**EXERCISE:** Lines holding the string "github" are the ones to copy from this listing.

** STORED DATA follows **

PR #78, opened 2020-09-22
Adding VM creation fail event

apluchik:
Adding first event logging; for VM creation failure.

### DIFF
--- a/controllers/azurestackhcivirtualmachine_controller.go
+++ b/controllers/azurestackhcivirtualmachine_controller.go
@@ -23,6 +23,7 @@ import (
 	"github.com/go-logr/logr"
 	"github.com/microsoft/cluster-api-provider-azurestackhci/cloud/scope"
 	"github.com/pkg/errors"
+	corev1 "k8s.io/api/core/v1"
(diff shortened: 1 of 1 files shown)


JocelynBerrendonner (approved):
I am not an expert on what the recorder does, so please check with Zach and Madhan, otherwise this looks good to me

JocelynBerrendonner:
Note: when adding folks to PR, don't forget to also add microsoft/moc-pr which should include everyone

pradipd:
What does this event look like and where does it go? E.g. is this event going to a log file? is it being uploaded to azure or some other cloud?

madhanrm:
it would be available as part of kubctl get events

madhanrm (approved):

pradipd:
got it. thanks!

zawachte-msft:
lgtm. @apluchik lets sync up and talk about status and phases.

madhanrm:
Are we adding more error events ?

apluchik:
@madhanrm Yep, I'll submit another PR to add more events now.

** End of STORED DATA **

**TASK ANSWER:**
 	"github.com/go-logr/logr"
 	"github.com/microsoft/cluster-api-provider-azurestackhci/cloud/scope"
 	"github.com/pkg/errors"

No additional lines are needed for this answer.